This page demonstrates the process of importing data from Kafka topic(s) into an Ultipa graphset.

Generate Configuration File
Execute the following command in your command line tool and select kafka
.
./ultipa-importer --sample
The import.sample.kakfka.yml
file will be generated in the same directory as ultipa-importer.exe
. If a import.sample.kafka.yml
file already exists in that directory, it will be overwritten.
Modify Configuration File
The configuration file consists of several sections. Modify the configuration file according to your needs.
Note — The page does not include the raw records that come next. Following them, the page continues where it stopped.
Issue #5871, opened 2021-04-25
s3 performance is slow


tyommik:
# Bug Report

 DVC (s3 client)
- Bucket 40Gb - 410k files (each file <= 400KB)

```
DVC version: 2.0.17 (deb)
---------------------------------
Platform: Python 3.8.8 on Linux-5.4.0-70-generic-x86_64-with-glibc2.4
Supports: All remotes
Cache types: hardlink, symlink
Cache directory: ext4 on /dev/sda
Caches: local
Remotes: s3
Workspace directory: ext4 on /dev/sda
Repo: dvc, git
```

When I did dvc pull -j 20 maximum speed was 80 mbit/sec but average was about 40. I download the bucket for 220 minutes.

What I tried else:
dvc pull -j 80 - no improvements. 
awscli - aws tool can maximum **160** Mbit/sec downloading speed. I tried different settings, but I couldn't exceed the limit.
s4cmd - maximum I got is about **130** Mbit/sec, 64minutes to get the bucket. 
s5cmd - maximum **960** Mbit/sec and less than 10 minutes to download the whole bucket.

So you can see that storage performance is okay but the download speed of tools written on python can not  reach maximum.

### Reproduce

Profiler stat: https://disk.yandex.ru/d/XNajwHgWYlPSHA

pared:
Might be influenced by https://github.com/iterative/dvc/pull/5683

PR #5879, opened 2021-04-26
fs: introduce fs.find()

### LINKED ISSUE #5877: fsspec: use find() for walk_files() and optimize status calls

isidentical:
Resolves #5877. This patch also drops ls(recursive=True) option and replaces all usages with the new fs.find() (fsspec compliant API).

### DIFF
--- a/dvc/fs/fsspec_wrapper.py
+++ b/dvc/fs/fsspec_wrapper.py
@@ -33,15 +33,13 @@ class FSSpecWrapper(BaseFileSystem):
 
         return path or bucket
 
-    def _strip_buckets(self, entries, detail, prefix=None):
+    def _strip_buckets(self, entries, detail=False):
         for entry in entries:
             if detail:
                 entry = self._entry_hook(entry.copy())
                 entry["name"] = self._strip_bucket(entry["name"])
             else:
-                entry = self._strip_bucket(
-                    f"{prefix}/{entry}" if prefix else entry
-                )
+                entry = self._strip_bucket(entry)
             yield entry
 
     def _entry_hook(self, entry):
@@ -93,24 +91,29 @@ class FSSpecWrapper(BaseFileSystem):
     def exists(self, path_info, use_dvcignore=False):
         return self.fs.exists(self._with_bucket(path_info))
 
-    def ls(
-        self, path_info, detail=False, recursive=False
-    ):  # pylint: disable=arguments-differ
-        if self.isdir(path_info) and self.is_empty(path_info):
-            return None
-
+    def ls(self, path_info, detail=False):
         path = self._with_bucket(path_info)
-        if recursive:
-            for root, _, files in self.fs.walk(path, detail=detail):
-                if detail:
-                    files = files.values()
-                yield from self._strip_buckets(files, detail, prefix=root)
+        files = self.fs.ls(path, detail=detail)
+        yield from self._strip_buckets(files, detail=detail)
+
+    def find(self, path_info, detail=False):
+        path = self._with_bucket(path_info)
+        files = self.fs.find(path, detail=detail)
+        if detail:
+            files = files.values()
+
+        # When calling find() on a file, it returns the same file in a list.
+        # For object-based storages, the same behavior applies to empty
+        # directories since they are represented as files. This condition
+        # checks whether we should yield an empty list (if it is an empty
+        # directory) or just yield the file itself.
+        if len(files) == 1 and files[0] == path and self.isdir(path_info):
             return None
 
-        yield from self._strip_buckets(self.ls(path, detail=detail), detail)
+        yield from self._strip_buckets(files, detail=detail)
 
     def walk_files(self, path_info, **kwargs):
-        for file in self.ls(path_info, recursive=True):
+        for file in self.find(path_info):
             yield path_info.replace(path=file)
 
     def remove(self, path_info):
--- a/dvc/fs/base.py
+++ b/dvc/fs/base.py
@@ -175,8 +175,11 @@ class BaseFileSystem:
         """
         raise NotImplementedError
 
-    def ls(self, path_info, detail=False, **kwargs):
+    def ls(self, path_info, detail=False):
         raise RemoteActionNotImplemented("ls", self.scheme)
+
+    def find(self, path_info, detail=False):
+        raise RemoteActionNotImplemented("find", self.scheme)
 
     def is_empty(self, path_info):
         return False
--- a/dvc/fs/gdrive.py
+++ b/dvc/fs/gdrive.py
@@ -532,7 +532,7 @@ class GDriveFileSystem(BaseFileSystem):
         query = f"({query}) and trashed=false"
         return self._gdrive_list(query)
 
-    def _ls_recursive(self, path_info, detail=False):
+    def find(self, path_info, detail=False):
         root_path = path_info.path
         seen_paths = set()
 
@@ -569,13 +569,7 @@ class GDriveFileSystem(BaseFileSystem):
                 else:
                     yield item_path
 
-    def ls(
-        self, path_info, detail=False, recursive=False
-    ):  # pylint: disable=arguments-differ
-        if recursive:
-            yield from self._ls_recursive(path_info, detail=detail)
-            return None
-
+    def ls(self, path_info, detail=False):
         cached = path_info.path in self._ids_cache["dirs"]
         if cached:
             dir_ids = self._ids_cache["dirs"][path_info.path]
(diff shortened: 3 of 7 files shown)


isidentical:
See the comments from the old PR: https://github.com/iterative/dvc/pull/5878

efiop (approved):
:fire:

dvc/fs/fsspec_wrapper.py
```diff
@@ -93,24 +91,29 @@ def copy(self, from_info, to_info):
...
+        files = self.fs.find(path, detail=detail)
+        if detail:
+            files = files.values()
+
+        # When calling find() on a file, it returns the same file in a list.
+        # For object-based storages, the same behavior applies to empty
+        # directories since they are represented as files. This condition
+        # checks whether we should yield an empty list (if it is an empty
+        # directory) or just yield the file itself.
+        if len(files) == 1 and files[0] == path and self.isdir(path_info):
```
efiop, line 110: would calling full `isdir` be wasteful? Or does fsspec caching compensate for that?

isidentical: No, not really. We only call the `isdir()` if it is a file and see whether the file is actually a file or just a directory. So unless we start calling `walk_files()` on normal files, then this would cost nothing. 

The last check will simply ensure that the this is indeed a directory, and would only cost stuff when `import-url`in empty directories etc. Which I guess shouldn't be much of a big deal.

dvc/fs/fsspec_wrapper.py
```diff
@@ -93,24 +91,29 @@ def copy(self, from_info, to_info):
...
             return None
 
-        yield from self._strip_buckets(self.ls(path, detail=detail), detail)
+        yield from self._strip_buckets(files, detail=detail)
 
     def walk_files(self, path_info, **kwargs):
-        for file in self.ls(path_info, recursive=True):
+        for file in self.find(path_info):
             yield path_info.replace(path=file)
```
efiop, line 117: Looks like getting rid of `walk_files` will now be quite easy ;)

isidentical: yeah, `find()` is basically `walk_files` without path_infos

dberenbaum:
Similar to https://github.com/iterative/dvc/pull/5683#issuecomment-824356255, would it be realistic to summarize the performance differences here?

isidentical:
> Similar to #5683 (comment), would it be realistic to summarize the performance differences here?

Yeah, we were talking this with @efiop today. I'll probably end up with finalizing a framework where I can automatize running these kind of stuff.

isidentical:
To sum it up, the partial status used to take 54 seconds for azure and 32 seconds for google cloud and now it takes 4 seconds for azure and 3 seconds for google cloud. Pushing 1024 new files used to take 90/75 seconds respectively and now it it is taking 40/51. So for partial status, there is an improvement over 15x and for partial status the improvement is about 1.5x-2x for fsspec-based providers. 

before:
```
=====================================azure======================================                                                    
    Story: basic data cloud                                                                                                         
        push (1024 small files) took 21.9323 seconds                                                                                
        pull (1024 small files) took 34.3765 seconds                                                                                
    Story: cloud status
        fresh status (nothing missing on the remote) took 1.9444 seconds                                                            
        status (1024 files missing on the remote) took 54.6923 seconds                                                              
        push only new files (1024 new small files / 1024 existing small files) took 89.0522 seconds                                 
=======================================gs=======================================                                                    
    Story: basic data cloud                                                                                                         
        push (1024 small files) took 29.1087 seconds
        pull (1024 small files) took 32.3727 seconds
    Story: cloud status
        fresh status (nothing missing on the remote) took 2.5915 seconds
        status (1024 files missing on the remote) took 32.7394 seconds
        push only new files (1024 new small files / 1024 existing small files) took 76.1696 seconds
```

after:
```
=====================================azure======================================                                                    
    Story: basic data cloud                                                                                                         
        push (1024 small files) took 19.1998 seconds                                                                                
        pull (1024 small files) took 33.443 seconds                                                                                 
    Story: cloud status                                                                                                             
        fresh status (nothing missing on the remote) took 1.8277 seconds                                                            
        status (1024 files missing on the remote) took 4.4486 seconds                                                               
        push only new files (1024 new small files / 1024 existing small files) took 40.8264 seconds                                 
=======================================gs=======================================
    Story: basic data cloud
        push (1024 small files) took 27.9613 seconds
        pull (1024 small files) took 30.029 seconds
    Story: cloud status
        fresh status (nothing missing on the remote) took 2.5847 seconds
        status (1024 files missing on the remote) took 3.8758 seconds
        push only new files (1024 new small files / 1024 existing small files) took 51.135 seconds
```

Just for reference (this is the normal s3, not the fsspec one so nothing changed on it);
```
=======================================s3=======================================                                                    
    Story: basic data cloud                                                                                                         
        push (1024 small files) took 40.4514 seconds                                                                                
        pull (1024 small files) took 61.8855 seconds                                                                                
    Story: cloud status
        fresh status (nothing missing on the remote) took 2.7203 seconds                                                            
        status (1024 files missing on the remote) took 5.2392 seconds                                                               
        push only new files (1024 new small files / 1024 existing small files) took 76.0406 seconds                                 
```

dberenbaum:
Will this show up in any dvc-bench tests?

isidentical:
> Will this show up in any dvc-bench tests?

No, dvc-bench tests will use s3 as the remote and they are very limited. These improvements are present in azure and google storage

dberenbaum:
Would be great if we could add those at some point 😁 . @efiop Do you think this makes sense as a separate issue?

efiop:
@dberenbaum Sure, it is on our TODO list, @isidentical will likely repurpose his scripts into dvc-bench benchmarks in the near future (there are some PRs already).  https://github.com/iterative/dvc-bench/issues/252

shcheklein:
This is a really great start @isidentical . 

We need a bit more advanced (real life) benchmarks to my mind though. I would love to see cases like - 300K on remote + I'm pushing 1 file, 10 files, 1024 files (where is the threshold here when it stars listing all the files?), 1, 10, 1024 files on remote and I'm pushing 300K. (not specifically related to this change, but who knows? that's why we have tests)- I have a directory with 300K files and add 1 file and push it again (+different size on the remote end, up to 1M files).

I would also talk to @pmrowla - he has a lot of insights on different thresholds and optimizations that we made before.

+ compare this with some baseline - s3 tools optimized to the maximum performance (basically when network becomes a limiting factor)

isidentical:
> We need a bit more advanced (real life) benchmarks to my mind though. I would love to see cases like - 300K on remote + I'm pushing 1 file, 10 files, 1024 files (where is the threshold here when it stars listing all the files?), 1, 10, 1024 files on remote and I'm pushing 300K. (not specifically related to this change, but who knows? that's why we have tests)- I have a directory with 300K files and add 1 file and push it again (+different size on the remote end, up to 1M files).

From what I can see, it might take multiple hours per run (which needs to be doubled for also running on the baseline branch and then compared).

shcheklein:
okay, I got 300K from the top of my head, primary to emphasize the scale. My point is that on 1024 files we might have some short cuts in place, or dis-balance (remote - local cache) is not enough to cover certain optimizations, etc. That's what I'm worried about.

shcheklein:
(also, we might not need even to run all these benchmarks every day, but it's good to have them to run when we do major updates, or before a major release)

isidentical:
Ah, I see. I'll try to use for the s3fs PR (this one was a net gain in any scenario, so didn't bother much). Perhaps something like 16K/32K.

dberenbaum:
How are you generating data for these benchmark tests?

isidentical:
random bytes, not a real dataset.

dberenbaum:
I mean that s5cmd performance would be like a goal that dvc could try to get as close to possible to since its a library focused solely on speed of s3 transfers. We could include it as a benchmark to compare our performance, potentially having specified reasons why it's not realistic to reach that level of performance, and track whether dvc is getting closer or further from that benchmark over time.

shcheklein:
Reminds me this one - https://github.com/iterative/dvc/issues/5871 . @tyommik has done a good research, and indeed s5cmd was 6-7x faster than the regular aws cli.

isidentical:
I guess so, though it might better if we continue on a separate issue. Perhaps #5871, since it is a bit irrelevant for `find()` (it doesn't change anything s3-wise)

# Mode options: csv/json/jsonl/rdf/graphml/bigQuery/sql/kafka/neo4j/salesforce; only one mode can be used
# SQL supports mysql/postgresSQL/sqlserver/snowflake/oracle
mode: kafka
# Kafka host configurations
kafka:
# Host IP/URI and port
host: "192.168.1.23:4567"
# Ultipa server configurations
server:
# Host IP/URI and port
# If it is a cluster, separate hosts with commas, i.e., "<ip1>:<port1>,<ip2>:<port2>,<ip3>:<port3>"
host: "10.11.22.33:1234"
username: "admin"
password: "admin12345"
# The new or existing graphset where data will be imported
graphset: "trading"
# If the above graphset is new, specify the shards where it will be stored
shards: "1,2,3"
# If the above graphset is new, specify the partition function (Crc32/Crc64WE/Crc64XZ/CityHash64) used for sharding
partitionBy: "Crc32"
# Path of the certificate file for TLS (optional)
crt: ""
# Node configurations
nodeConfig:
# Specify the node type (schema) that the imported nodes belong to in Ultipa
- schema: "customer"
# Specify the topic from which messages will be consumed
topic: "customer"
# offset: Specify where to start consuming messages in a Kafka topic partition
# options include:
## - newest: Start consuming from the latest available message
## - oldest(default): Start consuming from the earliest available message
## - index: Start consuming from a specific index/offset, e.g. offset: 5
## - time: Start consuming after a certain timestamp. The format is yyyy-mm-dd hh:mm:ss (local time) or yyyy-mm-dd hh:mm:ss -7000 (with time zone offset)
# For large kafka topics, it is more efficient to use newest, oldest or a specified index than a timestamp
offset: oldest
# properties: Map kafka messages to Ultipa graph database properties
# For each property, you can configure the following:
## name: The property name to use in Ultipa graph database
## new_name: The property name to use in Ultipa graph database; if unset, it defaults to the column name
## type: Supported types include _id, _from, _to, _ignore (to skip importing the column), and other Ultipa property types like int64, int32, float, string, etc.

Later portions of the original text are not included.